The author did not use a map, instead he computed all the difference pairs and then sorted those and then find the number of equal pairs.

AUTHOR’S AND TESTER’S SOLUTIONS:

Author’s solution can be found here.
Tester’s solution can be found here.

7 Likes

Is there any other way to do this problem ?

Hi,

Amazing insight you just showed me with the usage of map :slight_smile: I still have a lot of ad-hoc thinking to do, that’s for sure :slight_smile:

I tried to use DP to solve this problem…

I used something like:

DP[length_of_substr][start_ind][0] -> number of characters equal to A in substring s(start_ind,start_ind+size)

DP[length_of_substr][start_ind][1] -> number of characters equal to B in substring s(start_ind,start_ind+size)

DP[length_of_substr][start_ind][2] -> number of characters equal to C in substring s(start_ind,start_ind+size)

Then I tried to derive some relationships between these “DP states”, but in the end I was always getting a quadratic solution in the size of the string, i.e. O(|S|^2) and couldn’t figure out a better way of doing it…

I think the problem was that I got stuck on iterating over all sizes and for each size change the start index which would still be a quadratic solution, even if I could compute some states starting from others, for example:

DP[length_of_substr+1][0][0] = DP[length_of_substr][0][0] + 1, if the character at the (length_of_substr+1)th position is A, or we leave it as it is otherwise…
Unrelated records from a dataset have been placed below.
PR #11910, opened 2018-11-09
HPCC-20926 Remove the rest of warnings

gaojx:
## Type of change:

## Checklist:
  - [ ] The commit is signed.
  - [ ] Scalability
  - [ ] Performance
  - [ ] Security
  - [ ] Thread-safety
  - [ ] Premature optimization


gaojx:
This is the continue of HPCC-20752 to remove the rest of compile warnings in VS2015.  

Most of the changes is related to the isdigit, isalpha etc function family. They were defined as macro in platform.h, but the same functions are also defined in boost as member function of a class. So then the platform.h is included before the boost header file, the following boost code:
       obj->isdigit(param1, param2) 
The preprocessor  will try expand isdigit() as macro, but isdigit() macro in platform.h can only take one parameter, thus gives compiling error. 

The solution is to use inline function, instead of macro.

@timothyklemm @asselitx please code review.

system/mp/mpbuff.hpp
```diff
@@ -78,7 +78,7 @@ class mp_decl CMessageBuffer: public MemoryBuffer
                 data.append(", ");
             data.append((unsigned)(byte)toByteArray()[i]);
         }
-        return buf.appendf("CMessageBuffer(%8X) tag=%d, sender=%s, replytag=%d, size== %d, data head = %s", (int)(long)toByteArray(), (int)tag, sender.getUrlStr(ep).str(), (int)replytag, length(), data.str());
+        return buf.appendf("CMessageBuffer(%P) tag=%d, sender=%s, replytag=%d, size== %d, data head = %s", toByteArray(), (int)tag, sender.getUrlStr(ep).str(), (int)replytag, length(), data.str());
```
asselitx: Is this supposed to be lower-case 'p' for 'pointer' type? I see there is also a warning thrown by smoketest on this line.

gaojx: yes, fixed.

system/include/platform.h
```diff
@@ -502,6 +481,20 @@ typedef unsigned __int64 timestamp_type;
...
+inline bool isalpha_char(char c) { return isalpha((unsigned char)c) != 0; }
+inline bool isprint_char(char c) { return isprint((unsigned char)c) != 0; }
+inline bool isblank_char(char c) { return isblank((unsigned char)c) != 0; }
+inline bool isupper_char(char c) { return isupper((unsigned char)c) != 0; }
+inline bool islower_char(char c) { return islower((unsigned char)c) != 0; }
+inline bool isalnum_char(char c) { return isalnum((unsigned char)c) != 0; }
+inline bool iscntrl_char(char c) { return iscntrl((unsigned char)c) != 0; }
+inline bool isxdigit_char(char c) { return isxdigit((unsigned char)c) != 0; }
+inline int toupper_char(char c) { return toupper((unsigned char)c); }
+inline int tolower_char(char c) { return tolower((unsigned char)c); }
```
asselitx: I don't have any examples, but have you considered any unintended issues that may arise due to some subtle differences between these new definitions and the old? It appears to be functionally the same but these are so widely used there could be interesting corner cases.

1. Previously the macros were defined `if (_MSC_VER>=1400)`. Could there be any code previously using the macro that may now be using the implementation in ctype.h? Could that make a difference in any case? (I don't _think_ so...)
2. Why cast now to `(unsigned char)` instead of `(const unsigned char)` as before?
3. Why return bool now instead of int?

cmake_modules/commonSetup.cmake
```diff
@@ -378,6 +384,22 @@ IF ("${COMMONSETUP_DONE}" STREQUAL "")
...
+    IF (NOT ALL_WARNINGS_ON)
+      set (WARNINGS_IGNORE "/wd4267 /wd4244 /wd6340 /wd6297 /wd4018 /wd4302 /wd4311 /wd4320 /wd4800")     # data conversion warnings
+      set (WARNINGS_IGNORE  "${WARNINGS_IGNORE} /wd4251 /wd4275")      # dll-interface for used by clients
+      set (WARNINGS_IGNORE  "${WARNINGS_IGNORE} /wd6246")   # local variable hidden by outter scope
+      set (WARNINGS_IGNORE  "${WARNINGS_IGNORE} /wd6031")   # Return value ignored
+      set (WARNINGS_IGNORE  "${WARNINGS_IGNORE} /wd4005")   # MACRO redef: same value
+      set (WARNINGS_IGNORE  "${WARNINGS_IGNORE} /wd4503")   # decorated name length exceeded, name was truncated
+      
+      set (CMAKE_CXX_FLAGS_DEBUG "${CMAKE_CXX_FLAGS_DEBUG} ${WARNINGS_IGNORE}")
+    ENDIF()
```
asselitx: Are we setting ourselves up for ignoring these forever, or do we have a ticket open to address them?

dali/treeview/CMakeLists.txt
```diff
@@ -44,6 +44,9 @@ if (WIN32)
         )
 
     add_definitions("-D_AFXDLL")
+    set (CMAKE_CXX_FLAGS_DEBUG "${CMAKE_CXX_FLAGS} /wd4996" )
+	set (CMAKE_CXX_FLAGS "${CMAKE_CXX_FLAGS} /wd4996" )
```
asselitx: Is this another case where we should open a ticket to address the warning - 'deprecated method in use' ?

ecl/hql/hqlgram.y
```diff
@@ -13010,7 +13010,7 @@ yybackup:
   if (yyn == YYPACT_NINF)
     goto yydefault;
 
-yyprocesschar:
+// yyprocesschar: // unsed label
```
asselitx: This was throwing a warning?

system/include/platform.h
gaojx: All good questions. These inline functions are taken from scapps, and they have been used for +10 years.

From https://en.cppreference.com/w/cpp/string/byte/toupper:
Like all other functions from <cctype>, the behavior of std::toupper is undefined if the argument's value is neither representable as unsigned char nor equal to EOF. To use these functions safely with plain chars (or signed chars), the argument should first be converted to unsigned char.

cmake_modules/commonSetup.cmake
gaojx: Definitely not forever. Ideally we don't need to disable any warnings, but it just too much to deal with as one bug (over 40K warnings). 

Yes, we will have ticket to address them. We may have one ticket to enable one or few warnings in a manageable way.

dali/treeview/CMakeLists.txt
gaojx: We could, but as I far as I know, this is used by ConfigEnv only and ConfigEnv is going away so this may not be on our priority.

CMakeLists.txt
```diff
@@ -181,9 +181,9 @@ elseif ( NOT MAKE_DOCS_ONLY )
     HPCC_ADD_SUBDIRECTORY (services "PLATFORM")
     HPCC_ADD_SUBDIRECTORY (thorlcr "PLATFORM")
     HPCC_ADD_SUBDIRECTORY (testing)
-    if ( NOT WIN32 )
+ #   if ( NOT WIN32 )
```
richardkchapman: Please don't comment out lines - remove them

cmake_modules/FindLIBXML2.cmake
```diff
@@ -48,7 +48,7 @@ if (NOT LIBXML2_FOUND)
   ENDIF()
 
   if (USE_NATIVE_LIBRARIES)
-    # if we didn't find in externals, look in system include path
+    # if we didn't find in extals, look in system include path
```
richardkchapman: Was this a deliberate change? Looked more correct before to me

common/fileview2/fvtransform.cpp
```diff
@@ -637,11 +637,11 @@ unsigned MappingParser::lexToken()
...
             tokenType = TokId;
         }
-        else if (isdigit(next) ||
-                 ((next == '-') && (cur+1 < lenInput) && isdigit(buffer[cur+1])))
+        else if (isdigit_char(next) ||
+                 ((next == '-') && (cur+1 < lenInput) && isdigit_char(buffer[cur+1])))
         {
             cur++;
-            while ((cur < lenInput) && (isdigit(buffer[cur])))
+            while ((cur < lenInput) && (isdigit_char(buffer[cur])))
```
richardkchapman: In the interests of making it possible to review this change and get it merged without overwhelming reviewers, I would recommend breaking it into smaller changes each of which can be reviewed and verified independently. For example, a commit that contained nothing but a global rename of these isXXX functions would be very easy to get accepted and merged

common/remote/sockfile.cpp
```diff
@@ -4508,7 +4508,7 @@ void checkExpiryTime(IPropertyTree &metaInfo)
     {
         expiryTimeDt.setString(expiryTime);
     }
-    catch (IException *e)
+    catch (IException * /*e*/)
```
richardkchapman: No. This is an example of why I am very wary of huge "just fix warnings so it must be safe" pull requests.

The warning that you have suppressed here (e unused) is actually showing up a bug (that e is leaked).

I cannot review a change this large and expect to spot all such issues. It needs to be broken up into manageable chunks, each one fixing a single category of warning that can be verified by inspection or automated compare.

common/remote/sockfile.cpp
```diff
@@ -4537,7 +4537,7 @@ void verifyMetaInfo(IPropertyTree &actNode, bool authorizedOnly, const IProperty
     Owned<IPropertyTree> metaInfoEnvelope = createPTree(decompressedMetaInfoMb);
 
     Owned<IPropertyTree> metaInfo;
-#if defined(_USE_OPENSSL) && !defined(_WIN32)
```
richardkchapman: This change is not a warning fix

CMakeLists.txt
gaojx: agree. fixed

common/fileview2/fvtransform.cpp
gaojx: Good suggestion. Will try

common/remote/sockfile.cpp
gaojx: Good point. Add the release of e.

common/remote/sockfile.cpp
gaojx: Right, this change is actually in another ticket, so this will not be here where rebase to the version with that ticket.

ghalliday:
@gaojx this looks like it has got stuck.  Many of the changes look useful, is it possible to go back and reapply them, but in smaller units so they can be merged?

richardkchapman:
Closing as stalled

I used somewhat similar technique… but it gave TLE!

1 Like

The Editorial is good and so was the problem. what i want to ask is that how we should approach such question during the contests.After two hours of continuous thinking,I was not able to come up with this idea

1 Like

tle…

where is the code based on this implementations…i think it must give tle

you can use hash to solve instead of sort or map…
the complexity is nearly O(N)…
here is my solution: CodeChef: Practical coding for everyone

This code gave me wrong answer…Can someone point out the error??
http://www.codechef.com/viewsolution/3636945

Its giving wrong answer can anyone look up and say the mistake
http://www.codechef.com/viewsolution/3643156

Hi all,

After reading editorial and looking at some of the Accepted solutions, here is my code, using the idea of the editorial:

http://www.codechef.com/viewsolution/3641990

:slight_smile:

Best,

Bruno

2 Likes

what is to be done after sorting the pairs?
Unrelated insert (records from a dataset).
PR #11920, opened 2018-11-14
HPCC-20957 Allow DESDL gateway transformations

timothyklemm:
- Recognize Gateways[@transformTarget]/Gateway as a meaningful xpath in the
  dynamic method configuration.
- Transform Gateway elements from <Gateway name="my_name" password=
  "my_encrypted_password" url="the_scheme://the_url" username="my_username"/> to
  <row><ServiceName>my_name</ServiceName><URL>the_scheme://my_username:
  my_decrypted_password@the_url</URL></row>.
- Place the transformed elements at the path indicated by @transformTarget.
- Leave dynamic method configuration unchanged, so existing deployments are
  unaffected.

## Type of change:

## Checklist:
  - [ ] The commit is signed.
  - [ ] Scalability
  - [ ] Performance
  - [ ] Security
  - [ ] Thread-safety
  - [ ] Premature optimization

### DIFF
--- a/esp/services/esdl_svc_engine/esdl_binding.cpp
+++ b/esp/services/esdl_svc_engine/esdl_binding.cpp
@@ -843,7 +843,7 @@ void EsdlServiceImpl::handleFinalRequest(IEspContext &context,
     if(isroxie)
     {
         const char *tgtQueryName = tgtcfg->queryProp("@queryname");
-        if (tgtQueryName && *tgtQueryName)
+        if (!isEmptyString(tgtQueryName))
         {
             soapmsg.append("<soap:Body><").append(tgtQueryName).append(">");
             soapmsg.appendf("<_TransactionId>%s</_TransactionId>", context.queryTransactionID());
@@ -853,6 +853,28 @@ void EsdlServiceImpl::handleFinalRequest(IEspContext &context,
 
             soapmsg.append(req.str());
             soapmsg.append("</").append(tgtQueryName).append("></soap:Body>");
+
+            auto cfgGateways = tgtcfg->queryBranch("Gateways");
+            if (cfgGateways)
+            {
+                auto baseXpath = cfgGateways->queryProp("@legacyTransformTarget");
+                if (!isEmptyString(baseXpath))
+                {
+                    Owned<IPTree> gws = createPTree("gateways", 0);
+                    Owned<IPTree> soapTree = createPTreeFromXMLString(soapmsg.append("</soap:Envelope>"), ipt_ordered);
+                    StringBuffer xpath(baseXpath);
+
+                    EsdlBindingImpl::transformGatewaysConfig(tgtcfg, gws, "row");
+                    xpath.replaceString("{$query}", tgtQueryName);
+                    xpath.replaceString("{$method}", mthdef.queryMethodName());
+                    xpath.replaceString("{$service}", srvdef.queryName());
+                    xpath.replaceString("{$request}", mthdef.queryRequestType());
+                    mergePTree(ensurePTree(soapTree, xpath), gws);
+                    toXML(soapTree, soapmsg.clear());
+                    soapmsg.setLength(strstr(soapmsg, "</soap:Envelope>") - soapmsg.str());
+                    soapmsg.trim();
+                }
+            }
         }
         else
             throw makeWsException( ERR_ESDL_BINDING_INTERNERR, WSERR_SERVER, "ESP",
@@ -871,7 +893,7 @@ void EsdlServiceImpl::handleFinalRequest(IEspContext &context,
     soapmsg.append("</soap:Envelope>");
 
     const char *tgtUrl = tgtcfg->queryProp("@url");
-    if (tgtUrl && *tgtUrl)
+    if (!isEmptyString(tgtUrl))
     {
         if (crt)
         {
@@ -3119,7 +3141,7 @@ int EsdlBindingImpl::onGetSampleXml(bool isRequest, IEspContext &ctx, CHttpReque
     return 0;
 }
 
-void EsdlBindingImpl::transformGatewaysConfig( IPropertyTree* srvcfg, IPropertyTree* forRoxie )
+void EsdlBindingImpl::transformGatewaysConfig( IPropertyTree* srvcfg, IPropertyTree* forRoxie, const char* altElementName )
 {
     // Do we need to handle 'local FQDN'? It doesn't appear to be in the
     // Gateway element. Not sure where it's set but the RemoteNSClient
@@ -3131,6 +3153,8 @@ void EsdlBindingImpl::transformGatewaysConfig( IPropertyTree* srvcfg, IPropertyT
         cfgIter->first();
         if( cfgIter->isValid() )
         {
+            const char* treeName = (!isEmptyString(altElementName) ? altElementName : "Gateway");
+
             while( cfgIter->isValid() )
             {
                 IPropertyTree& cfgGateway = cfgIter->query();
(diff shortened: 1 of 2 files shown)


timothyklemm:
@asselitx and @RussWhitehead Please review. @afishbeck is aware this change is being made.

esp/services/esdl_svc_engine/esdl_binding.cpp
```diff
@@ -3095,6 +3118,8 @@ void EsdlBindingImpl::transformGatewaysConfig( IPropertyTree* srvcfg, IPropertyT
         cfgIter->first();
         if( cfgIter->isValid() )
         {
+            const char* treeName = (altElementName && *altElementName ? altElementName : "Gateway");
```
RussWhitehead: I think if altElementName is null, treeName will not be set. Regardeless, I recommend using isEmptyString()

RussWhitehead (changes requested):

esp/services/esdl_svc_engine/esdl_binding.cpp
timothyklemm: I believe the condition as written is equivalent to !isEmptyString(altElementName), but agree that the function is clearer. Will also change three similar occurrences (1 new, 2 existing) in handleFinalRequest.

esp/services/esdl_svc_engine/esdl_binding.cpp
```diff
@@ -860,6 +860,29 @@ void EsdlServiceImpl::handleFinalRequest(IEspContext &context,
 
             soapmsg.append(req.str());
             soapmsg.append("</").append(tgtQueryName).append("></soap:Body>");
+
+            auto cfgGateways = tgtcfg->queryBranch("Gateways");
+            if (cfgGateways)
+            {
+              auto baseXpath = cfgGateways->queryProp("@transformTarget");
```
timothyklemm: Whitespace in this block is incorrect. Will fix.

RussWhitehead:
@timothyklemm Looks good, but you need to fill out the checklist at the top of this PR

asselitx:
@timothyklemm Reviewed, looks good.

timothyklemm:
@afishbeck If this change is acceptable, can you request a merge. It currently targets 7.0.2, but 7.2.0 will be OK if the change is not suitable for a point release.

asselitx:
@timothyklemm Reviewed, looks good.

esp/services/esdl_svc_engine/esdl_binding.cpp
```diff
@@ -860,6 +860,29 @@ void EsdlServiceImpl::handleFinalRequest(IEspContext &context,
...
+
+            auto cfgGateways = tgtcfg->queryBranch("Gateways");
+            if (cfgGateways)
+            {
+                auto baseXpath = cfgGateways->queryProp("@transformTarget");
+                if (!isEmptyString(baseXpath))
+                {
+                    Owned<IPTree> gws = createPTree("gateways", 0);
+                    VStringBuffer tmpSoap("%s</soap:Envelope>", soapmsg.str());
+                    Owned<IPTree> soapTree = createPTreeFromXMLString(tmpSoap);
```
afishbeck: I think you should preserve order using the ipt_ordered  option.

esp/services/esdl_svc_engine/esdl_binding.cpp
```diff
@@ -860,6 +860,29 @@ void EsdlServiceImpl::handleFinalRequest(IEspContext &context,
...
             soapmsg.append("</").append(tgtQueryName).append("></soap:Body>");
+
+            auto cfgGateways = tgtcfg->queryBranch("Gateways");
+            if (cfgGateways)
+            {
+                auto baseXpath = cfgGateways->queryProp("@transformTarget");
+                if (!isEmptyString(baseXpath))
+                {
+                    Owned<IPTree> gws = createPTree("gateways", 0);
+                    VStringBuffer tmpSoap("%s</soap:Envelope>", soapmsg.str());
```
afishbeck: I don't think you need a temporary "tmpSoap" variable.  Seems like you can do all the work in soapmsg, since you always swapWith anyway.  Just add the Envelope, transform, toXML, and then remove the Envelope all with soapmsg, no?  I may be missing something.

esp/services/esdl_svc_engine/esdl_binding.cpp
```diff
@@ -860,6 +860,29 @@ void EsdlServiceImpl::handleFinalRequest(IEspContext &context,
...
+                    StringBuffer xpath(baseXpath);
+
+                    EsdlBindingImpl::transformGatewaysConfig(tgtcfg, gws, "row");
+                    xpath.replaceString("{$query}", tgtQueryName);
+                    xpath.replaceString("{$method}", mthdef.queryMethodName());
+                    xpath.replaceString("{$service}", srvdef.queryName());
+                    xpath.replaceString("{$request}", mthdef.queryRequestType());
+                    mergePTree(ensurePTree(soapTree, xpath), gws);
+                    toXML(soapTree, tmpSoap.clear());
+                    tmpSoap.replaceString("</soap:Envelope>", "").trim();
```
afishbeck: replaceString seems kind of expensive here.  Can't you just remove from the end?  toXML is pretty predictable in output format.

esp/services/esdl_svc_engine/esdl_binding.cpp
```diff
@@ -860,6 +860,29 @@ void EsdlServiceImpl::handleFinalRequest(IEspContext &context,
...
+                    Owned<IPTree> gws = createPTree("gateways", 0);
+                    VStringBuffer tmpSoap("%s</soap:Envelope>", soapmsg.str());
+                    Owned<IPTree> soapTree = createPTreeFromXMLString(tmpSoap);
+                    StringBuffer xpath(baseXpath);
+
+                    EsdlBindingImpl::transformGatewaysConfig(tgtcfg, gws, "row");
+                    xpath.replaceString("{$query}", tgtQueryName);
+                    xpath.replaceString("{$method}", mthdef.queryMethodName());
+                    xpath.replaceString("{$service}", srvdef.queryName());
+                    xpath.replaceString("{$request}", mthdef.queryRequestType());
```
afishbeck: FUTURE: Just a note that in the future we should create a common routine to do these replacements all in one call,  more efficiently.  For example pass it a IPropertyTree of the variables and replace them all in one pass.  We can then create the property object once for the entire transaction and use it all over the place.  The routine would be shared by this code and the ESDL transform code.  Not a big fan of tons of replaceString operations.

esp/services/esdl_svc_engine/esdl_binding.cpp
```diff
@@ -860,6 +860,29 @@ void EsdlServiceImpl::handleFinalRequest(IEspContext &context,
 
             soapmsg.append(req.str());
             soapmsg.append("</").append(tgtQueryName).append("></soap:Body>");
+
+            auto cfgGateways = tgtcfg->queryBranch("Gateways");
+            if (cfgGateways)
+            {
+                auto baseXpath = cfgGateways->queryProp("@transformTarget");
```
afishbeck: It might be a better reminder of what this attribute does if we call it the "legacyTransformTarget"?  Or if you can think of another good name that is more indicative of the exact format we are producing.  We are calling a very specific transform here, not a script-able one.

afishbeck (changes requested):
A few comments, and one note for the future.

afishbeck:
@timothyklemm a few suggestions.  If we need to move some of these suggestions post RIN we can discuss that.

richardkchapman:
Needs rebasing, and smoketest issue needs investigation

esp/services/esdl_svc_engine/esdl_binding.cpp
timothyklemm: Agree with the addition of a common routine. There is a version of StringBuffer with an efficient multiple string replacement function that could be a good addition. It works on a std::vector of pairs, where the first pair field is the text to be found and the second is the replacement text. In this context, we could populate the vector once and apply the replacements where needed.

esp/services/esdl_svc_engine/esdl_binding.cpp
timothyklemm: Will change to "legacyTransformTarget" since I don't have a better idea.

timothyklemm:
@afishbeck I've updated based on your comments.

timothyklemm:
@richardkchapman The smoketest issue was a conflict with an unrelated change by @afishbeck that merged after this PR was created.

afishbeck (approved):
@timothyklemm looks good.  You can squash the two commits.  As discussed we can optimize the variable replacement in future.

timothyklemm:
@richardkchapman please merge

Hi, can anyone give the link to the easier version of the problem involving only letters A and B?

Why third condition is not important (b[j] - c[j] = b[i-1] - c[i-1])?

I DON KNOW Y MY SOLUTION GIVING WA…
PLZ HELP ME OUT
http://www.codechef.com/viewsolution/6740504

Hi all Please help me out as for all the test case that i have provided my code is working fine.But here its giving WRONG ANSWER CodeChef: Practical coding for everyone

I tried to use Z algorithm, it gives me a wrong answer. I can’t find my mistake though.
Here is the link : CodeChef: Practical coding for everyone

Then I tried to use the naive method which is suppose to give a TLE but here yet again I am getting the wrong answer.
Here is the link : CodeChef: Practical coding for everyone

If some body can look, It would be of great help. Thanks

Hello.

In the Tester’s solution, there is a line that increments the count of pair(0,0) -> “cnt[mp(0, 0)]++;”
Why is this done?
I got WA without this. Got AC after adding this line.

You can subtract A and B from C, for example :smiley:

Yes, maybe there could be some way that uses 10 interval trees and a sufix array, but I believe this is the simplest one.

You call it DP. I call it extremely inefficient prefix sums.